[RECORD EXCERPTS — start]

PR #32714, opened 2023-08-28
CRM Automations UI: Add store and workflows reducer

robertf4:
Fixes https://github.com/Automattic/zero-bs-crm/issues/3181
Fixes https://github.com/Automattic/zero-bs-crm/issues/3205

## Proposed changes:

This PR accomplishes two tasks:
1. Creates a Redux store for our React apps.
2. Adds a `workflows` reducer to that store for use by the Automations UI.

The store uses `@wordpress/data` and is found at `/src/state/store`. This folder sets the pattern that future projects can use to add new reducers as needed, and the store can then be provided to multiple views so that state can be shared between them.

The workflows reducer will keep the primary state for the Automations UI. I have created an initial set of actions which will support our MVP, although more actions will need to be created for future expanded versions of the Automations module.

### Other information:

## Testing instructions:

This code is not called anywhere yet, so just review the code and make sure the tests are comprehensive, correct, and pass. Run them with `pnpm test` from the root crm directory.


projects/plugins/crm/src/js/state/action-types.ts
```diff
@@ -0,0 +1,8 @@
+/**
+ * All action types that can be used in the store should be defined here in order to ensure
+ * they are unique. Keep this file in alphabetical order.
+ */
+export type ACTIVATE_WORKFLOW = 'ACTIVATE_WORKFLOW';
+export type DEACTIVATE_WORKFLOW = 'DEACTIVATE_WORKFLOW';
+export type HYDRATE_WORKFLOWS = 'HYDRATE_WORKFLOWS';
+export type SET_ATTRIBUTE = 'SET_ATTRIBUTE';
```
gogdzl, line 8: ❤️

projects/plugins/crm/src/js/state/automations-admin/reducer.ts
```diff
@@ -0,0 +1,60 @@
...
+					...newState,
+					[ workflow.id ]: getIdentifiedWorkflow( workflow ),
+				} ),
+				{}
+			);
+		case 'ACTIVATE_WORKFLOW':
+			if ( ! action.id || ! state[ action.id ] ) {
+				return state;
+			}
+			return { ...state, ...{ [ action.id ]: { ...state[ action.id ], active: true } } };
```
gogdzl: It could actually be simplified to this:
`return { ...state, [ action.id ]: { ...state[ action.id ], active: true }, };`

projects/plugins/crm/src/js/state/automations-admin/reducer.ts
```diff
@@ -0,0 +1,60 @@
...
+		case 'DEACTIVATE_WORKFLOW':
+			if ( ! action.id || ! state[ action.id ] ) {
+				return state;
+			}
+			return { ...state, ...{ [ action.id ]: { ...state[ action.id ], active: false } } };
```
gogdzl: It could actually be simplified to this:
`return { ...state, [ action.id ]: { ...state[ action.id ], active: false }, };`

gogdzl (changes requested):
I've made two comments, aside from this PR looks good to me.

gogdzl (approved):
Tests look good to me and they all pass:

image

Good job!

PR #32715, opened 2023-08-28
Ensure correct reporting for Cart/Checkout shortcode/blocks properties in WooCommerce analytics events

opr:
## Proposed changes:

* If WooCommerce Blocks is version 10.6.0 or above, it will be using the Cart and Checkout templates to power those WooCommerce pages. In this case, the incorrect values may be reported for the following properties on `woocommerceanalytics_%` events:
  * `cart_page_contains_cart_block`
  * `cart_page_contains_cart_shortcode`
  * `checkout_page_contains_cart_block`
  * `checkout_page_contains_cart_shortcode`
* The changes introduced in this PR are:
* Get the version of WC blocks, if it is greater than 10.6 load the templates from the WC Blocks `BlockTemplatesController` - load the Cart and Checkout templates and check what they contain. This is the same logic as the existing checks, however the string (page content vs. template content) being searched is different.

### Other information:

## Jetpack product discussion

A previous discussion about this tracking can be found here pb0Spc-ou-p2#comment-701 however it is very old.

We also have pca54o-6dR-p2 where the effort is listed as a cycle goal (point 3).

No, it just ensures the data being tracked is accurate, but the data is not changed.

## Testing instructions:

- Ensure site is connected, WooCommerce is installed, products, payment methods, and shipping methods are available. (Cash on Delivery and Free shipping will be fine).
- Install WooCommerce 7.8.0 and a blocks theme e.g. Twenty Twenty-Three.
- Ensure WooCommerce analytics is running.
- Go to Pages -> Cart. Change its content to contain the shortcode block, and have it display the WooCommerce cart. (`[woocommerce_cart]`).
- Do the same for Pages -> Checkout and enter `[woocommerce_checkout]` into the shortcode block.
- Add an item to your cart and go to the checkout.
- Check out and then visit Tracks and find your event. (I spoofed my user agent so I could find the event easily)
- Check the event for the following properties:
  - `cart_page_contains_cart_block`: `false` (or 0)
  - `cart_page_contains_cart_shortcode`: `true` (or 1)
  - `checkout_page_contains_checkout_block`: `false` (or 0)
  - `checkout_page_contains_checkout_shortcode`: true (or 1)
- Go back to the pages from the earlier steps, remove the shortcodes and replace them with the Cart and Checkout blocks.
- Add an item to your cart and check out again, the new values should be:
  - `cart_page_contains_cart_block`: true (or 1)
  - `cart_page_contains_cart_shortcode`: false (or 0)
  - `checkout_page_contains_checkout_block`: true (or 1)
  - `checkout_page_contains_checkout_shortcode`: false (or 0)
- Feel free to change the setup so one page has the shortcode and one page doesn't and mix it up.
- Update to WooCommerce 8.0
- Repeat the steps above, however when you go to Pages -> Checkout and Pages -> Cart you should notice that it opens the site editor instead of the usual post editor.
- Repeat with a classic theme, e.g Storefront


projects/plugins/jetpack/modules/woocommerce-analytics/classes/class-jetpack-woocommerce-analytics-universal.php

[RECORD EXCERPTS — finish]

__PROBLEM DETAILS__
Go through the records above and copy each one exactly.

__RESPONSE TO THIS EXERCISE__
PR #32714, opened 2023-08-28
CRM Automations UI: Add store and workflows reducer

robertf4:
Fixes https://github.com/Automattic/zero-bs-crm/issues/3181
Fixes https://github.com/Automattic/zero-bs-crm/issues/3205

## Proposed changes:

This PR accomplishes two tasks:
1. Creates a Redux store for our React apps.
2. Adds a `workflows` reducer to that store for use by the Automations UI.

The store uses `@wordpress/data` and is found at `/src/state/store`. This folder sets the pattern that future projects can use to add new reducers as needed, and the store can then be provided to multiple views so that state can be shared between them.

The workflows reducer will keep the primary state for the Automations UI. I have created an initial set of actions which will support our MVP, although more actions will need to be created for future expanded versions of the Automations module.

### Other information:

## Testing instructions:

This code is not called anywhere yet, so just review the code and make sure the tests are comprehensive, correct, and pass. Run them with `pnpm test` from the root crm directory.


projects/plugins/crm/src/js/state/action-types.ts
```diff
@@ -0,0 +1,8 @@
+/**
+ * All action types that can be used in the store should be defined here in order to ensure
+ * they are unique. Keep this file in alphabetical order.
+ */
+export type ACTIVATE_WORKFLOW = 'ACTIVATE_WORKFLOW';
+export type DEACTIVATE_WORKFLOW = 'DEACTIVATE_WORKFLOW';
+export type HYDRATE_WORKFLOWS = 'HYDRATE_WORKFLOWS';
+export type SET_ATTRIBUTE = 'SET_ATTRIBUTE';
```
gogdzl, line 8: ❤️

projects/plugins/crm/src/js/state/automations-admin/reducer.ts
```diff
@@ -0,0 +1,60 @@
...
+					...newState,
+					[ workflow.id ]: getIdentifiedWorkflow( workflow ),
+				} ),
+				{}
+			);
+		case 'ACTIVATE_WORKFLOW':
+			if ( ! action.id || ! state[ action.id ] ) {
+				return state;
+			}
+			return { ...state, ...{ [ action.id ]: { ...state[ action.id ], active: true } } };
```
gogdzl: It could actually be simplified to this:
`return { ...state, [ action.id ]: { ...state[ action.id ], active: true }, };`

projects/plugins/crm/src/js/state/automations-admin/reducer.ts
```diff
@@ -0,0 +1,60 @@
...
+		case 'DEACTIVATE_WORKFLOW':
+			if ( ! action.id || ! state[ action.id ] ) {
+				return state;
+			}
+			return { ...state, ...{ [ action.id ]: { ...state[ action.id ], active: false } } };
```
gogdzl: It could actually be simplified to this:
`return { ...state, [ action.id ]: { ...state[ action.id ], active: false }, };`

gogdzl (changes requested):
I've made two comments, aside from this PR looks good to me.

gogdzl (approved):
Tests look good to me and they all pass:

image

Good job!

PR #32715, opened 2023-08-28
Ensure correct reporting for Cart/Checkout shortcode/blocks properties in WooCommerce analytics events

opr:
## Proposed changes:

* If WooCommerce Blocks is version 10.6.0 or above, it will be using the Cart and Checkout templates to power those WooCommerce pages. In this case, the incorrect values may be reported for the following properties on `woocommerceanalytics_%` events:
  * `cart_page_contains_cart_block`
  * `cart_page_contains_cart_shortcode`
  * `checkout_page_contains_cart_block`
  * `checkout_page_contains_cart_shortcode`
* The changes introduced in this PR are:
* Get the version of WC blocks, if it is greater than 10.6 load the templates from the WC Blocks `BlockTemplatesController` - load the Cart and Checkout templates and check what they contain. This is the same logic as the existing checks, however the string (page content vs. template content) being searched is different.

### Other information:

## Jetpack product discussion

A previous discussion about this tracking can be found here pb0Spc-ou-p2#comment-701 however it is very old.

We also have pca54o-6dR-p2 where the effort is listed as a cycle goal (point 3).

No, it just ensures the data being tracked is accurate, but the data is not changed.

## Testing instructions:

- Ensure site is connected, WooCommerce is installed, products, payment methods, and shipping methods are available. (Cash on Delivery and Free shipping will be fine).
- Install WooCommerce 7.8.0 and a blocks theme e.g. Twenty Twenty-Three.
- Ensure WooCommerce analytics is running.
- Go to Pages -> Cart. Change its content to contain the shortcode block, and have it display the WooCommerce cart. (`[woocommerce_cart]`).
- Do the same for Pages -> Checkout and enter `[woocommerce_checkout]` into the shortcode block.
- Add an item to your cart and go to the checkout.
- Check out and then visit Tracks and find your event. (I spoofed my user agent so I could find the event easily)
- Check the event for the following properties:
  - `cart_page_contains_cart_block`: `false` (or 0)
  - `cart_page_contains_cart_shortcode`: `true` (or 1)
  - `checkout_page_contains_checkout_block`: `false` (or 0)
  - `checkout_page_contains_checkout_shortcode`: true (or 1)
- Go back to the pages from the earlier steps, remove the shortcodes and replace them with the Cart and Checkout blocks.
- Add an item to your cart and check out again, the new values should be:
  - `cart_page_contains_cart_block`: true (or 1)
  - `cart_page_contains_cart_shortcode`: false (or 0)
  - `checkout_page_contains_checkout_block`: true (or 1)
  - `checkout_page_contains_checkout_shortcode`: false (or 0)
- Feel free to change the setup so one page has the shortcode and one page doesn't and mix it up.
- Update to WooCommerce 8.0
- Repeat the steps above, however when you go to Pages -> Checkout and Pages -> Cart you should notice that it opens the site editor instead of the usual post editor.
- Repeat with a classic theme, e.g Storefront


projects/plugins/jetpack/modules/woocommerce-analytics/classes/class-jetpack-woocommerce-analytics-universal.php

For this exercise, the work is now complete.